The above code does not compile because case d: Dog and case _ are unreachable. By specification, identifiers starting with lower case letters are interpreted as variable pattern, which matches anything. You can place backtick around the variable as follows:

case `iMax` => println("iMax")

or just don't name the singletons starting with lower case letters if you're going to use it in pattern matching.

Answer 18

Sicking to imperative designs, instead of using the more functional approach that Scala encourages.

Bad:

class Item(val name: String)

val items: ListMap[String, Item] = new ListMap()

val itemOne   = new Item("One")
val itemTwo   = new Item("Two")
val itemThree = new Item("Three")

items += itemOne.name   -> itemOne
items += itemTwo.name   -> itemTwo
items += itemThree.name -> itemThree

Good:

case class Item(name: String)

val itemSeq = Seq(
  Item("One"),
  Item("Two"),
  Item("Three"))

val itemMap = itemSeq.map(i=> i.name -> i).toMap

The second approach eliminates a number of possible problems.

• by constructing the map in a single operation, it can't be seen from another thread in a partially-built state
• The map is immutable, you can be certain that it wont be changed elsewhere.

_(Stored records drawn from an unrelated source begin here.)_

PR #5367, opened 2016-05-26
Add Alpha3 labels to new content

dedemorton:
Need to flag more sections as "coming" to prevent confusion for current alpha2 users.


talevy:
LGTM

PR #5369, opened 2016-05-26
Fix failing tests on master and 5.0

suyograo:
License tests was failing because of GPL2 in mime-types.Added an
exception for this gem because v2.6.2 is triple-licensed and we pick
MIT.

Metrics test is failing because of address in use which is fixed in
PR #5307. Skipping this test for now. @ph is ok with this.

### DIFF
--- a/logstash-core/spec/logstash/agent_spec.rb
+++ b/logstash-core/spec/logstash/agent_spec.rb
@@ -373,7 +373,7 @@ describe LogStash::Agent do
       @t.join
     end
 
-    it "resets the metric collector" do
+    xit "resets the metric collector" do
       # We know that the store has more events coming in.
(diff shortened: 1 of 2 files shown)


ph:
Lgtm

logstash-core/spec/logstash/agent_spec.rb
```diff
@@ -373,7 +373,7 @@
       @t.join
     end
 
-    it "resets the metric collector" do
+    xit "resets the metric collector" do
```
arnonhongklay: what is xit?

talevy: https://relishapp.com/rspec/rspec-core/v/2-0/docs/pending/pending-examples#temporarily-pending-by-changing-"it"-to-"xit"

PR #5376, opened 2016-05-27
Remove ps command for checking init system type

dedemorton:
Removed because the command only tells you whether systemd is used.


untergeek:
LGTM™

PR #6985, opened 2017-04-27
Improve Gitignore to Make Build Run without Polluting the Index

original-brownbear:
Just a suggestion (though maybe I'm missing part of the workflow when testing) :)

Every time I run the tests, they create `Gemfile.jruby-1.9.lock` and
`.lock`. I think those can safely be git-ignored right?
Also, the tests edit the `Gemfile` which is part of the repo when being run. Wouldn't it make sense to exclude the Gemfile and simply recreate from a template when building like I did in this PR?


ph:
I would certainly love to remove the Gemfile / lock from the repo, but we also use theses file in other branches to control what is included and at what version. See https://github.com/elastic/logstash/blob/v5.3.2/Gemfile.jruby-1.9.lock

This allows us to grab a specific tag and recreate a release with the same libraries versions, maybe we could use another file?

original-brownbear:
@ph you mean use a similar pattern to how I handled the `Gemfile` (other file -> then copy to the ignored `Gemfile.jruby-1.9.lock`)?

andrewvc:
@original-brownbear I like that approach, makes sense to me . I'm not sure what the repercussions would be for our build process. @ph, @suyograo does that have significant effects there?

original-brownbear:
@andrewvc I think the problem that @ph points out is this:

There are branches for which for which a fixed version set has to be committed as a `Gemfile.jruby-1.9.lock`. So if this file goes to the `.gitignore` things become pretty awkward.

One clean solution may be to use a trivial hierarchy of 2 files e.g. `Gemfile.jruby-1.9.lock.template` and `Gemfile.jruby-1.9.lock.release`.
Then you could simply copy `Gemfile.jruby-1.9.lock.release` to `Gemfile.jruby-1.9.lock` if it exists (in a release branch) and use `Gemfile.jruby-1.9.lock` otherwise.
=> get a clean (git-wise) build
=> keep the semantics of the release branch having an extra file for locking in dependencies

makes sense?

ph:
@andrewvc I think the last proposal of @original-brownbear would work, this will certainly have an impact at how we generate releases that could be solved by a script.

The downside of having the lock in the master branch is maybe it will generate weird conflict errors? (other than the release).

original-brownbear:
@ph see my `Edit:` above, my bad ... no `.lock` checked into `master` needed I think.

ph:
@original-brownbear I am +1 for that proposal.

suyograo:
+1. @original-brownbear your approach should work for release branches and master.

original-brownbear:
@ph @suyograo updated the PR with the above suggestion :)

lib/bootstrap/bundler.rb
```diff
@@ -95,6 +95,19 @@ def invoke!(options = {})
 
       require "bundler"
       require "bundler/cli"
+
+      # create Gemfile from template iff it does not exist
+      unless ::File.exists?(Environment::GEMFILE_PATH)
+        ::FileUtils.copy(
+          ::File.join(ENV["LOGSTASH_HOME"], "Gemfile.template"), Environment::GEMFILE_PATH
```
ph: Can we replace `ENV["LOGSTASH_HOME"]` with `Environment::LOGSTASH_HOME`?

lib/bootstrap/bundler.rb
```diff
@@ -95,6 +95,19 @@ def invoke!(options = {})
...
+        )
+      end
+      # create Gemfile.jruby-1.9.lock from template iff a template exists it itself does not exist
+      lock_template = ::File.join(ENV["LOGSTASH_HOME"], "Gemfile.jruby-1.9.lock.release")
+      if File.exists?(lock_template) && !::File.exists?(Environment::LOCKFILE)
+        ::FileUtils.copy(lock_template, Environment::LOCKFILE)
```
ph: Can you require "FileUtils" at the top of the file? It may or may not be required at that time, we just prefer to be explicit.

ph: Can we remove the double `::` before the FileUtils? it's actually needed for the `::File` module because we have a plugin that clash the namespace (LogStash::Inputs::File)

lib/bootstrap/bundler.rb
```diff
@@ -95,6 +95,19 @@ def invoke!(options = {})
...
+
+      # create Gemfile from template iff it does not exist
+      unless ::File.exists?(Environment::GEMFILE_PATH)
+        ::FileUtils.copy(
+          ::File.join(ENV["LOGSTASH_HOME"], "Gemfile.template"), Environment::GEMFILE_PATH
+        )
+      end
+      # create Gemfile.jruby-1.9.lock from template iff a template exists it itself does not exist
+      lock_template = ::File.join(ENV["LOGSTASH_HOME"], "Gemfile.jruby-1.9.lock.release")
+      if File.exists?(lock_template) && !::File.exists?(Environment::LOCKFILE)
```
ph: missing `::` before the `File.exists`

.gitignore
```diff
@@ -33,6 +33,9 @@ qa/.vm_ssh_config
 qa/.vagrant
 qa/acceptance/.vagrant
 qa/Gemfile.lock
+Gemfile.jruby-1.9.lock
+.lock
```
ph: why we ignore .lock?

original-brownbear: @ph I had this being left over once or twice already(likely from dirty killing a build).  No reason not to ignore it right, we don't ever want to commit that? :)

original-brownbear:
@ph all fixed as requested I think :)

.gitignore
ph: Weird, I haven't seen that one before, lets remove it. so when it happen again we can find it.

original-brownbear:
@ph removed the `.lock` ignore :)

original-brownbear:
@ph interestingly enough currently `master` leaves a `.lock` after a clean run of `rake test:core` ... I wonder if this is indicative of some issue maybe (now that it happens for a green build)?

The JVM can also use this to optimise for more performance.
• There's less duplication, reducing the risk of human error.

Answer 19

There is a difference between foreach and foreach(_) - consider the following code:

object Foo {
  var function: (Int)=>Unit = firstFunction

  def firstFunction(a: Int): Unit  = { 
    println("First: "+a)
    function = secondFunction 
  }

  def secondFunction(a: Int): Unit = { println("Second: "+a); }

  def main() = (1 to 2).foreach(function)
  def main2() = (1 to 2).foreach(function(_))
}

Calling Foo.main() will print

First: 1
First: 2

Calling Foo.main2() will print

First: 1
Second: 2

That's because foreach will execute it's argument, in the first example that's the current value of function, in the second, it's a function that calls the current value of function.